(Source records)
::::

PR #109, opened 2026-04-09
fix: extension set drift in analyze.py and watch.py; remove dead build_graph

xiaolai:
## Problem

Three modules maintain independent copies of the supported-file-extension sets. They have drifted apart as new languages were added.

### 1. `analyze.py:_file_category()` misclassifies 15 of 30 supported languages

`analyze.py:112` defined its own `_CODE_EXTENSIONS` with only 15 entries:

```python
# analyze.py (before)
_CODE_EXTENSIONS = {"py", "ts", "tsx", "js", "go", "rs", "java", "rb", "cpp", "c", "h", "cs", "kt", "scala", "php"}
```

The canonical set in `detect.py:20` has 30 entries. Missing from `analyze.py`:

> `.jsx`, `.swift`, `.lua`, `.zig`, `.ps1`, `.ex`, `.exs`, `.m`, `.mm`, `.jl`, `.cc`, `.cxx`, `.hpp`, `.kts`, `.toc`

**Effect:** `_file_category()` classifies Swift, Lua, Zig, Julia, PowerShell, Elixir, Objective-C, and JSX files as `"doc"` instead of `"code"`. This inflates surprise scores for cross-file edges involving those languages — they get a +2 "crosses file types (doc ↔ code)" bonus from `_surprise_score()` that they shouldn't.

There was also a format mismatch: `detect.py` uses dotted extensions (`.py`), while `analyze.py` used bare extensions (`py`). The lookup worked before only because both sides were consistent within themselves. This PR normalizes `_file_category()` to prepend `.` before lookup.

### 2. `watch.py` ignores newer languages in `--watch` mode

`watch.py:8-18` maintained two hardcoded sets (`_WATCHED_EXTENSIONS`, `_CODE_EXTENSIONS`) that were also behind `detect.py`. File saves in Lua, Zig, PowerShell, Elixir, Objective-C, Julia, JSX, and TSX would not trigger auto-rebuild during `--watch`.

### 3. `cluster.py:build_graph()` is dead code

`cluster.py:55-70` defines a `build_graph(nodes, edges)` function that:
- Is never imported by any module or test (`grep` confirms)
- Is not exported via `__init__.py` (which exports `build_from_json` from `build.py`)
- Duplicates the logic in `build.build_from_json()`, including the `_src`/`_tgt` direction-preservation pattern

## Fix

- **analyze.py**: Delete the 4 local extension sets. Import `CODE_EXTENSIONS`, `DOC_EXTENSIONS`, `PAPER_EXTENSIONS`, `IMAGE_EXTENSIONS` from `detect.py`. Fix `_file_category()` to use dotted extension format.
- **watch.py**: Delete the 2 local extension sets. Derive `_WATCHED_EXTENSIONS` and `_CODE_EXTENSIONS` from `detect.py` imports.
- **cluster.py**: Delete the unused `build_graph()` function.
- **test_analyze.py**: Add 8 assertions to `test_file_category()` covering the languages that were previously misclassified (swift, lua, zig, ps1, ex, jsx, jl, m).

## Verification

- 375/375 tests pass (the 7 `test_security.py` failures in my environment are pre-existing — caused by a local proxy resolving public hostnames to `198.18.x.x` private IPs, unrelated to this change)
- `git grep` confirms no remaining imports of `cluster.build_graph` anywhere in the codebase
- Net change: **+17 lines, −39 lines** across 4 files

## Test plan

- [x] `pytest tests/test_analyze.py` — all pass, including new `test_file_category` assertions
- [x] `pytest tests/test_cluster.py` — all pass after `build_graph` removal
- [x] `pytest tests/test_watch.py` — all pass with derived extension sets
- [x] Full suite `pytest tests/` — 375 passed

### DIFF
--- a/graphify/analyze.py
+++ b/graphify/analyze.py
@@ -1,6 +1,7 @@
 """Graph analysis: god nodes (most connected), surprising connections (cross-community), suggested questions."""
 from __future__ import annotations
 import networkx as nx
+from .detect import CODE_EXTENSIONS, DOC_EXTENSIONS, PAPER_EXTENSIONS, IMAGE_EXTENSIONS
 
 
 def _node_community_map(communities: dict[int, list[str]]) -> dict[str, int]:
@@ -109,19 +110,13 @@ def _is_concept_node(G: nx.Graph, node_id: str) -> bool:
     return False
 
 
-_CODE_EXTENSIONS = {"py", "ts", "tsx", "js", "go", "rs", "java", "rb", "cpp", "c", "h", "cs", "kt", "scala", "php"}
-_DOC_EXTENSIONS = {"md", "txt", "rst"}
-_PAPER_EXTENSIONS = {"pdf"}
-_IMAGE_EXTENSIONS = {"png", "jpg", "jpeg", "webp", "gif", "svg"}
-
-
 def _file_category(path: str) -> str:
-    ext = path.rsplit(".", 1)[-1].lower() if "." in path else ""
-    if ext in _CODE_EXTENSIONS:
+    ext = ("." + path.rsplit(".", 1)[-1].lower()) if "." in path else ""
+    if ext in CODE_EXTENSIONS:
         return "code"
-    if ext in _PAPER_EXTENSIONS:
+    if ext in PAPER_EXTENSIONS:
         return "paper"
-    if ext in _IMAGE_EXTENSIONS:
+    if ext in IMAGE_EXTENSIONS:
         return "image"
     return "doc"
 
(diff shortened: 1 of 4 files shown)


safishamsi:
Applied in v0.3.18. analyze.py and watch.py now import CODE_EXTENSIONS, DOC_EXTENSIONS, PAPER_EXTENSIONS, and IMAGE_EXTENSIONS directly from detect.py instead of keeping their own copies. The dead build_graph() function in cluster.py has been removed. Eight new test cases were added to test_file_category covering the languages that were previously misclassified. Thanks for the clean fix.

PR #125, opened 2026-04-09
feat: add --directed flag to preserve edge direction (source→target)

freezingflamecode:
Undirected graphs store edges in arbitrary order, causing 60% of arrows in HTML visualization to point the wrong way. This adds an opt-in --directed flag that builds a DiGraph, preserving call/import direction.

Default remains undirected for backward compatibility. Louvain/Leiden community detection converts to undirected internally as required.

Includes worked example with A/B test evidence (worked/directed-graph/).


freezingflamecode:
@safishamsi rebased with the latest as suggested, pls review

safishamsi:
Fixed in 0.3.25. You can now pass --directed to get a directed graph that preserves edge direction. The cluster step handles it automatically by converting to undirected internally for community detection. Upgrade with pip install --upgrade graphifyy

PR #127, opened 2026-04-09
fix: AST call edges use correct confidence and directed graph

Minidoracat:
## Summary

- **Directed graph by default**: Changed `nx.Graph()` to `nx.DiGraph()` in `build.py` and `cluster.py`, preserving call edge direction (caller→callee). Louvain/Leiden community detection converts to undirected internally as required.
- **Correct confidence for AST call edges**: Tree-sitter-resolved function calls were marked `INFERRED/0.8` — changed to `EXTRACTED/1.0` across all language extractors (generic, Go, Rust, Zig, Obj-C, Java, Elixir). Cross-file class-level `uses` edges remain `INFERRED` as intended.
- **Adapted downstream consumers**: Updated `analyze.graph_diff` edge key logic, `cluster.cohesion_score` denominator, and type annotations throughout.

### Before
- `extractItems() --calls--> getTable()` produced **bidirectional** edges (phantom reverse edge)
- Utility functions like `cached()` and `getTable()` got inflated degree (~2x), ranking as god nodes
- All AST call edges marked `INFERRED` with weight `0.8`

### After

::::

▶ [What the task requires] Wherever the string "nodes" appears in a line of the records above, copy that line.

▶ [Answer for this exercise]
`cluster.py:55-70` defines a `build_graph(nodes, edges)` function that:
 """Graph analysis: god nodes (most connected), surprising connections (cross-community), suggested questions."""
- Utility functions like `cached()` and `getTable()` got inflated degree (~2x), ranking as god nodes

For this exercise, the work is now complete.